EKBIS.CO, DENPASAR--Ketua Pusat Penelitian Subak Universitas Udayana Prof Dr Wayan Windia menilai, pajak bumi dan bangunan (PBB) sudah lama mengundang kontroversi, karena petani menganggap sebagai "hantu" yang secara perlahan mematikan sektor pertanian.
"Hal itu karena PBB hampir setiap dua tahun nilainya dinaikkan, sesuai dengan perkembangan inflasi," kata Prof Windia yang juga Guru Besar Fakultas Pertanian Unud di Denpasar, Kamis.
Ia mengatakan, kenaikan nilai PBB juga akibat dasar pengenaan pajak adalah lokasi sawah atau nilai jual objek pajak (NJOP). Tampaknya, inilah UU pajak yang paling diskriminatif, memihak investor, dan mematikan kaum tani.
"Padahal petani kini sudah berada dalam kondisi setengah-hidup," ujar mantan anggota DPR RI dengan melontarkan nada tanya, kenapa kaum tani dikenakan pajak atas dasar nilai asset-nya.
Padahal kaum pegawai negeri sipil (PNS), sektor sekunder dan tersier, justru dikenakan pajak atas dasar produktivitas dan pendapatannya.
"Kalau begini, percuma saja kaum birokrat berkaok-kaok untuk mencegah terjadinya alih fungsi lahan pertanian dan juga percuma saja ada UU No.41, tentang lahan pertanian yang berkelanjutan," katanya.
Windia menjelaskan, kenyataan di lapangan banyak petani terpaksa harus menjual sawahnya, karena tekanan pajak PBB yang mematikan.
"Dalam hal pajak PBB, saya pernah adu pendapat dengan mantan Mentan Prof Bungaran Saragih di Bank Indonesia. Dikatakan bahwa porsi pajak PBB dalam total biaya usahatani sangat kecil," katanya.
"Oleh karenanya, tidak ada pengaruh apa-apa terhadap proses usahatani. Lalu saya katakan bahwa tidak selamanya porsi pajak PBB sangat kecil seperti itu. Bahkan kalau di perkotaan, porsi pajak PBB hampir 1000 persen dari total biaya usahatani," ujarnya.

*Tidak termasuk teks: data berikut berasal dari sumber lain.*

PR #1787, opened 2019-05-11
DRILL-7203: Back button not working 

kkhatua:
The root cause of this bug is that when a form is submitted, Drill uses the POST mechanism via an AJAX call. The response is then used to swap the existing `/query` page's DOM. This means that the browser history does not capture the change because the URL has never changed. As a result, when the user hits the `[BACK]` button, the call is made to the browser which redirects to the last page visited just before `/query`. 
Changing the AJAX call mechanism is risky, so the workaround was to leverage the `sessionStorage` feature supported by most modern (and secure) browsers. When a query is submitted, `sessionStorage`  is used to cache the submitted query (like a session/cookie). If the back button on the page is hit, an additional flag is set, telling the Javascript to revisit the submission page and use the _cached_ query. If the submission page is revisited via any other mechanism, it is assumed that the `[BACK]` button was not pressed (since the additional flag is not set), and the cached query is cleared from the browser memory.

### DIFF
--- a/exec/java-exec/src/main/resources/rest/errorMessage.ftl
+++ b/exec/java-exec/src/main/resources/rest/errorMessage.ftl
@@ -20,12 +20,10 @@
 <#include "*/generic.ftl">
 <#macro page_head>
 <script>
+  //Hack to mimic browser back button
   function goToPreviousPage() {
-    console.log("Going back from "+location.pathname + " to " +  document.referrer + "( "+window.history.state+" )");
-    //window.history.go(-1);
-	sessionStorage.useCachedQuery = true;
-	console.log("Reloading with query: " + sessionStorage.cachedQuery)
-	location.reload();
+    sessionStorage.useCachedQuery = true;
+    location.reload();
   }
 </script>
 </#macro>
@@ -40,7 +38,7 @@
     </div>
     <div class="panel-body"><span style="font-family:courier,monospace;white-space:pre-wrap">${model}</span></div>
   </div>
-  <button type="reset" class="btn btn-default" id="backBtn" style="display:inline" Xonclick="window.history.back()" onclick="goToPreviousPage()"><span class="glyphicon glyphicon-step-backward"></span> Back</button>
+  <button type="reset" class="btn btn-default" id="backBtn" style="display:inline" onclick="goToPreviousPage()"><span class="glyphicon glyphicon-step-backward"></span> Back</button>
 </#macro>
 
 <@page_html/>
--- a/exec/java-exec/src/main/resources/rest/errorMessage.ftl
+++ b/exec/java-exec/src/main/resources/rest/errorMessage.ftl
@@ -19,6 +19,15 @@
 -->
 <#include "*/generic.ftl">
 <#macro page_head>
+<script>
+  function goToPreviousPage() {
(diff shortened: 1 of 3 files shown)


arina-ielchiieva:
@sohami could you please review?

sohami:
@kkhatua : I am not sure if this is the right way to fix this issue. The issue as you mentioned is because we are loading the response from server in same page. I guess the reason for that is because any error in query on server side is also send as a HTTP success response. So we just chose to update the /query page with either actual result or exception from server side. Please consider below 2 options:

1) Create a single `queryResult.ftl` page or repurpose `result.ftl` page, now on server side based on success or failure we populate it with either result.ftl or errorMessage.ftl template. In this way the form on /query page can always be directed to load /queryResult.ftl page (I guess using the `action` property)
2) Somehow in success handler of ajax post request get the response page URL and load that url with the response data. Or may be use redirection mechanism to load the result page. Something like here: https://stackoverflow.com/questions/199099/how-to-manage-a-redirect-request-after-a-jquery-ajax-call

kkhatua:
@sohami 
The issue is not so much with a new FTL page as much as it is with populating the (previous) submitting page's fields with the values just prior to submission. Since the results are loaded into the DOM without a change in the address, there is no way to mimic the `[back]` button's behaviour without this.

dobesv:
It seems like this problem came about because of the need to include the `User-Name` header with the form submission sometimes.  Someone introduced a sort of trick using XHR to submit the form and then replace the whole page body with the resulting page using `document.open` and `document.write`.  However, this method of replacing the page content does not add an element to the history.

Is there a good reason why the username couldn't be included in the form data (instead of the custom header) to avoid this workaround?

Alternatively, perhaps we could skip this workaround at least for people who are not using the `User-name` user impersonation feature - in this case a regular FORM submission would add to the history and reload the page in the "normal" way, avoiding this problem.

paul-rogers:
@dobesv thanks much for digging into this issue. Your knowledge of web front-end mechanics is greatly appreciated. My guess is that we've got an issue where someone confused a REST API with web page display. As far as I can tell, the original design of the Web console was as a set of REST calls, with the HTML UI added later. So, not surprising we ended up with this mess.

Seems reasonable to me that, for REST calls, the user name is in a header. But, for web pages, we put the data in the normal places: a cookie, a page parameter (for GET) or a form field (for POST).

Do you want to try a fix to see if you can make your solution work?

dobesv:
Yeah, I'll see if I have time for that.  If the strict REST API approach is preferred, then the page should use the REST API and operate more like a single-page application that sends and receives JSON payloads.

For now that is probably too big of a project - changing this to submit the username as a form field should be fairly straightforward.

On 2/19/2020 11:20:59 AM, Paul Rogers <notifications@github.com> wrote:
@dobesv [https://github.com/dobesv] thanks much for digging into this issue. Your knowledge of web front-end mechanics is greatly appreciated. My guess is that we've got an issue where someone confused a REST API with web page display. As far as I can tell, the original design of the Web console was as a set of REST calls, with the HTML UI added later. So, not surprising we ended up with this mess.
Seems reasonable to me that, for REST calls, the user name is in a header. But, for web pages, we put the data in the normal places: a cookie, a page parameter (for GET) or a form field (for POST).
Do you want to try a fix to see if you can make your solution work?

arina-ielchiieva:
Closing in favor of #1994.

Namun di pedesaan bisa mencapai 10 persen, meskipun kecil namun petani harus punya uang kontan untuk membayar pajak tersebut. Padahal mereka nyaris tidak punya uang kontan, karena uangnya sudah habis untuk keperluan konsumsi.
Sementara itu, tagihan pajak PBB umumnya dilaksanakan pada waktu petani sedang melakukan pengolahan tanah. Akibatnya, mereka tidak bisa membayar pajak PBB tepat waktu, dan akhirnya kena denda.
Hutang petani menjadi semakin mematikan, sehingga petani menjadi orang yang seperempat -hidup. Mereka hampir ?mati suri? dan tinggal menunggu bunyi lonceng kematiannya.
Ciri kematiannya adalah, ketika mereka mulai memutuskan untuk menjual sawahnya. Dalam beberapa kasus terlihat bahwa petani yang menjual sawah, umumnya hanya menunggu waktu 25 tahun, untuk menjadikannnya sebagai buruh tani.
"Kalau mereka sudah sampai pada level buruh tani, maka keturunannya akan terus semakin miskin, kalau tidak ada langkah-langkah strategis untuk membantunya," ujar Prof Windia.